Let me know how you get on. I bet you wont be able to throw them on the first punch. I know that much.
Anyway, and its ok, we can disagree on points. Please let me know if you disagree with that statement.

8: I also really liked the Jon Wick series of films. John Wick, a fictional character who did a combo of trad ju jutsu, judo, bjj, plus a system for shooting guns.
Sorry, I was wrong on that one.... John Wick isn't a fictional character, he is real, and all the fight scenes in all 3 films are true to history....
Sorry. Films are films. I loved these films though. Loved the throws. Loved the plot. Etc. Think Keanu Reeves is a really talented actor and has great potential as a martial art.
That is just my subjective opinion. Feel free to disagree. Is it this you "Hmmmm.....no" to?

9: Not that i plan to become an assassin, nor do I think that being as good as John Wick is even achievable (not even for Keanu Reeves...
but thought the idea of combining the three makes a lot of sense.

Judo for Tachi Waza (standing techniques), BJJ for refined version of Judo Newaza developed for the modern street and Traditional Ju Jutsu for the other throws, locks and striking that isn't in either, which is banned from competition. Covered most basses there I think.
Personally think combining the best of Trad Ju Jutsu (the illegal moves taken out by Kano and the Gracies for safety), with the best of Judo Throwing techniques, with the best of Gracie Jiu Jutsu Self Defence (street application) would be a great combination.

Although, perhaps keeping the Judo and Gracie Jiu Jitsu rolling / randori separate to the techniques that are hard to apply with control from Trad Ju Jutsu to a different type of randori would be required for safety reasons. 

I personally not really into competitions, more self defence orientated. Doesn't mean you can't pressure test to make sure you are still living in reality. 

But if you disagree with this statement. I have no problem. I would really like to know why though.
Perhaps I would learn something?.... (I am open minded and willing to listen. Perhaps I may even be a convert.

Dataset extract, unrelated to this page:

PR #57, opened 2019-10-10
Automatic dependency downloader?

max4805:
Here is something that's not quite finished yet (there are TODOs for edge cases left in the code this time), but I chose to open a PR anyway to be able to discuss about this (for example, is that a good idea or is that too much of a mess? are the different cases here handled correctly?)

So, what's here is a thing that adds a button in the Mod Options to automatically download missing dependencies if there are any. This uses the same database as the update checker, as it provides what we need here: we can get a download link for a mod based on its name.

But you may have to do a better job as salesman, as just writing.. Hmmmm.... No isn't really that helpful.

Just out of interest. I am not a hater of Trad or Japanese stylists.  

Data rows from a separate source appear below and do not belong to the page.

PR #60, opened 2019-10-27
Feed back stamp textures (fixes Bingo UI journal page crashes)

max4805:
This change in 1.3.0.0 broke Bingo UI (and Dash Count in Journal but this one got updated):
> Assist Mode, Variant Mode, and Cheat Mode File Slot icons changed from Stamps to Tabs

Bingo UI still tries to render the stamps for Assist Mode and Cheat Mode, and that gives a crash upon viewing the "binoculars" journal page.

I'm opening a PR for this because I'm unsure we want to do this. This fixes the crash, so it is ready to be merged. :)


0x0ade:
Someone might want to inform the dev of the bingo UI mod about this as well. For now, this is perfectly fine.

0x0ade:
uhh... did you force-push right after I merged?

max4805:
I'll make a post about this on the GB page then. The last update to this mod was 6 months ago though :/

max4805:
Also, I think my commit always appears after our comments because my computer's clock did not adjust according to daylight saving time, and this gives some... oddities

image

PR #4405, opened 2023-09-13
Start shuffling namespaces per API feedback

geeknoid:


geeknoid:
I'm going to force this in since it's just a bunch of mind-numbing namespace renames.

noahfalk (commented):
I skimmed through and it seems fine (agreed, mind-numbing!)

I did train in Aikido for a couple of years.
I have also trained in Judo for a few years.
I trained in Kendo for a while, had my own tailor made Bogu set made in Japan. 

In the past I also trained a little in Bujinkan and Toshino.

I have also trained in sport orientated styles, Kenpo Street Fighting Karate (both my main instructors are 9th degree black belts now).
I personally prefer to train for self defence in styles that pressure test their techniques with randori / free fighting / rolling.

But that's just me. I have no problem with others practicing arts for other reason.

Btw. There used to be a couple of Trad Japanese Ju Jitsu clubs in the area that I live.
Both were very popular during the 70s, 80s and even 90s.

Now there are no trad Ju Jutsu clubs in that are that I live in.

I have met the head instructor of one of the clubs that used to be packed to the brim.
He retired due to lack of interest from people.

Nonetheless,. please let me know why you think everything I have written is bs. 
Would be happy to be told if I am talking bs. and when corrected, then i would be able to stop talking bs.
So, please do me the favour. 

Otherwise. I thank you for reading. Hope all have a nice day.
sorry for making this ju jutsu thread so wordy as well as involving this conflict. 
Hopefully the forum members will forgive me.


----------



## Jusroc (Oct 22, 2021)

hmmmm.......no! I really don't think so,.... Thanks


----------



## Hanzou (Oct 22, 2021)

Jusroc said:


> I think in London there are some styles practising, as well as a number of various styles in certain places.
> I think it all depends on what you are looking for. London would be a good place to look.
> 
> I think the reason why there are less clubs practising traditional ju jutsu, is due to the rise in Muay Thai Kickboxing, MMA and Gracie Brazilian Ju Jutsu.
> ...



This is largely correct, and isn't only happening in Europe and the UK, it's happening worldwide. 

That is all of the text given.